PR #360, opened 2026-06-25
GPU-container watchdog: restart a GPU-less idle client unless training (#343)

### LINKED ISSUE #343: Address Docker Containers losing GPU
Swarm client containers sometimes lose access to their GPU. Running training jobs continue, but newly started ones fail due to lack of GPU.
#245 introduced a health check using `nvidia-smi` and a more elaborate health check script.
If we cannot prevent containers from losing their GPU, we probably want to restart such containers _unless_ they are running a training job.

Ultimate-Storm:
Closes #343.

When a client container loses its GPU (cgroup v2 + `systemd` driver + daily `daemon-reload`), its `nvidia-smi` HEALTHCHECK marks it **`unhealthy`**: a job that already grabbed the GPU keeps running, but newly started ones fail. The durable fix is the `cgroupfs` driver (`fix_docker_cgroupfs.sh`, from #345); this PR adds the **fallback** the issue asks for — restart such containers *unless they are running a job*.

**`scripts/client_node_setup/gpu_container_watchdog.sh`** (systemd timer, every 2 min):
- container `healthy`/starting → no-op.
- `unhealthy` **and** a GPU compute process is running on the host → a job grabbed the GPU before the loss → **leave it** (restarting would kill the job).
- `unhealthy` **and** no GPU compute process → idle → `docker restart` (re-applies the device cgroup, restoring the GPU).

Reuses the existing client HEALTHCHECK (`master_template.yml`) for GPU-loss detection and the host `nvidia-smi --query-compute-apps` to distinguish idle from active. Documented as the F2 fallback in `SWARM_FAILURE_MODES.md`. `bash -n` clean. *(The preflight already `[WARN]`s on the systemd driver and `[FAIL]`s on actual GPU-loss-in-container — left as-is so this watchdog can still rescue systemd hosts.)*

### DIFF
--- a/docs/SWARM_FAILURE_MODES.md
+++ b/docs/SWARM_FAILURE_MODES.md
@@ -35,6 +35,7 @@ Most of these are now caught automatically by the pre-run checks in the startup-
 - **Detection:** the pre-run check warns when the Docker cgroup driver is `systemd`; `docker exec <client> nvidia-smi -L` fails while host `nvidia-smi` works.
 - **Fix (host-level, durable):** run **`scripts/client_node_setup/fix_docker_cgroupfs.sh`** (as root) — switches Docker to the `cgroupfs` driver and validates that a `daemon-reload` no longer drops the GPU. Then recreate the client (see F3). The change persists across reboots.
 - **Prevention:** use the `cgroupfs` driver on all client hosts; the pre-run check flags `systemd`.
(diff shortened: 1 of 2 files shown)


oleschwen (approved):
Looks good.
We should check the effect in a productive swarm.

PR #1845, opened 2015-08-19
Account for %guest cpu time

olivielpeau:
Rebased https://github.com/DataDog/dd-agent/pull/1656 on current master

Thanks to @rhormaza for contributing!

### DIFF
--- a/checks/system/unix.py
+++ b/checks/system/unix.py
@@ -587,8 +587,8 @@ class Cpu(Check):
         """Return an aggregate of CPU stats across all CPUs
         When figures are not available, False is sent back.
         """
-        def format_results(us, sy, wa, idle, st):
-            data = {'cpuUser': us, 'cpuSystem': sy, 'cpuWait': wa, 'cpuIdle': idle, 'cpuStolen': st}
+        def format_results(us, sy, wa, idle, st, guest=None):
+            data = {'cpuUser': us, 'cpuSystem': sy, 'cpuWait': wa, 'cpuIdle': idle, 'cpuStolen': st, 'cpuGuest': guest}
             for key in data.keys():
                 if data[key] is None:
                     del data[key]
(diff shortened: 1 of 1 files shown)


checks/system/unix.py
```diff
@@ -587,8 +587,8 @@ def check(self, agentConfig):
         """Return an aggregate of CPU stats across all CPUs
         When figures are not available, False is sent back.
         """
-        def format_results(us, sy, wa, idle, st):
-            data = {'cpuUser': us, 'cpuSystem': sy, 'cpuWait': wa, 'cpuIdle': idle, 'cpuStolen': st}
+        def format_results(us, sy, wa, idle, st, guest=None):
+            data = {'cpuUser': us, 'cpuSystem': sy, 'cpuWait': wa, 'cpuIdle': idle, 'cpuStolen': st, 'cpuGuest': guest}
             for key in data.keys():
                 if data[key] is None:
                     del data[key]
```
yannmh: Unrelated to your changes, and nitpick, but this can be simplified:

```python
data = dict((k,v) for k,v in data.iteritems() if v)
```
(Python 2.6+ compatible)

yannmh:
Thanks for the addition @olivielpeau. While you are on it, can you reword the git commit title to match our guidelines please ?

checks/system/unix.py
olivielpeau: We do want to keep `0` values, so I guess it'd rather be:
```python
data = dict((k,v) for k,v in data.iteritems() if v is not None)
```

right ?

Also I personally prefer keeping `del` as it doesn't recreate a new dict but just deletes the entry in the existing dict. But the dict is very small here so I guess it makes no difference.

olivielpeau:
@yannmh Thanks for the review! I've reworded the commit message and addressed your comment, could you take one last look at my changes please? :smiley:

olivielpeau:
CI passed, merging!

-------

■ WHAT IS BEING ASKED:
Every line in the material must be repeated verbatim.

■ SOLVED EXERCISE:
PR #360, opened 2026-06-25
GPU-container watchdog: restart a GPU-less idle client unless training (#343)

### LINKED ISSUE #343: Address Docker Containers losing GPU
Swarm client containers sometimes lose access to their GPU. Running training jobs continue, but newly started ones fail due to lack of GPU.
#245 introduced a health check using `nvidia-smi` and a more elaborate health check script.
If we cannot prevent containers from losing their GPU, we probably want to restart such containers _unless_ they are running a training job.

Ultimate-Storm:
Closes #343.

When a client container loses its GPU (cgroup v2 + `systemd` driver + daily `daemon-reload`), its `nvidia-smi` HEALTHCHECK marks it **`unhealthy`**: a job that already grabbed the GPU keeps running, but newly started ones fail. The durable fix is the `cgroupfs` driver (`fix_docker_cgroupfs.sh`, from #345); this PR adds the **fallback** the issue asks for — restart such containers *unless they are running a job*.

**`scripts/client_node_setup/gpu_container_watchdog.sh`** (systemd timer, every 2 min):
- container `healthy`/starting → no-op.
- `unhealthy` **and** a GPU compute process is running on the host → a job grabbed the GPU before the loss → **leave it** (restarting would kill the job).
- `unhealthy` **and** no GPU compute process → idle → `docker restart` (re-applies the device cgroup, restoring the GPU).

Reuses the existing client HEALTHCHECK (`master_template.yml`) for GPU-loss detection and the host `nvidia-smi --query-compute-apps` to distinguish idle from active. Documented as the F2 fallback in `SWARM_FAILURE_MODES.md`. `bash -n` clean. *(The preflight already `[WARN]`s on the systemd driver and `[FAIL]`s on actual GPU-loss-in-container — left as-is so this watchdog can still rescue systemd hosts.)*

### DIFF
--- a/docs/SWARM_FAILURE_MODES.md
+++ b/docs/SWARM_FAILURE_MODES.md
@@ -35,6 +35,7 @@ Most of these are now caught automatically by the pre-run checks in the startup-
 - **Detection:** the pre-run check warns when the Docker cgroup driver is `systemd`; `docker exec <client> nvidia-smi -L` fails while host `nvidia-smi` works.
 - **Fix (host-level, durable):** run **`scripts/client_node_setup/fix_docker_cgroupfs.sh`** (as root) — switches Docker to the `cgroupfs` driver and validates that a `daemon-reload` no longer drops the GPU. Then recreate the client (see F3). The change persists across reboots.
 - **Prevention:** use the `cgroupfs` driver on all client hosts; the pre-run check flags `systemd`.
(diff shortened: 1 of 2 files shown)


oleschwen (approved):
Looks good.
We should check the effect in a productive swarm.

PR #1845, opened 2015-08-19
Account for %guest cpu time

olivielpeau:
Rebased https://github.com/DataDog/dd-agent/pull/1656 on current master

Thanks to @rhormaza for contributing!

### DIFF
--- a/checks/system/unix.py
+++ b/checks/system/unix.py
@@ -587,8 +587,8 @@ class Cpu(Check):
         """Return an aggregate of CPU stats across all CPUs
         When figures are not available, False is sent back.
         """
-        def format_results(us, sy, wa, idle, st):
-            data = {'cpuUser': us, 'cpuSystem': sy, 'cpuWait': wa, 'cpuIdle': idle, 'cpuStolen': st}
+        def format_results(us, sy, wa, idle, st, guest=None):
+            data = {'cpuUser': us, 'cpuSystem': sy, 'cpuWait': wa, 'cpuIdle': idle, 'cpuStolen': st, 'cpuGuest': guest}
             for key in data.keys():
                 if data[key] is None:
                     del data[key]
(diff shortened: 1 of 1 files shown)


checks/system/unix.py
```diff
@@ -587,8 +587,8 @@ def check(self, agentConfig):
         """Return an aggregate of CPU stats across all CPUs
         When figures are not available, False is sent back.
         """
-        def format_results(us, sy, wa, idle, st):
-            data = {'cpuUser': us, 'cpuSystem': sy, 'cpuWait': wa, 'cpuIdle': idle, 'cpuStolen': st}
+        def format_results(us, sy, wa, idle, st, guest=None):
+            data = {'cpuUser': us, 'cpuSystem': sy, 'cpuWait': wa, 'cpuIdle': idle, 'cpuStolen': st, 'cpuGuest': guest}
             for key in data.keys():
                 if data[key] is None:
                     del data[key]
```
yannmh: Unrelated to your changes, and nitpick, but this can be simplified:

```python
data = dict((k,v) for k,v in data.iteritems() if v)
```
(Python 2.6+ compatible)

yannmh:
Thanks for the addition @olivielpeau. While you are on it, can you reword the git commit title to match our guidelines please ?

checks/system/unix.py
olivielpeau: We do want to keep `0` values, so I guess it'd rather be:
```python
data = dict((k,v) for k,v in data.iteritems() if v is not None)
```

right ?

Also I personally prefer keeping `del` as it doesn't recreate a new dict but just deletes the entry in the existing dict. But the dict is very small here so I guess it makes no difference.

olivielpeau:
@yannmh Thanks for the review! I've reworded the commit message and addressed your comment, could you take one last look at my changes please? :smiley:

olivielpeau:
CI passed, merging!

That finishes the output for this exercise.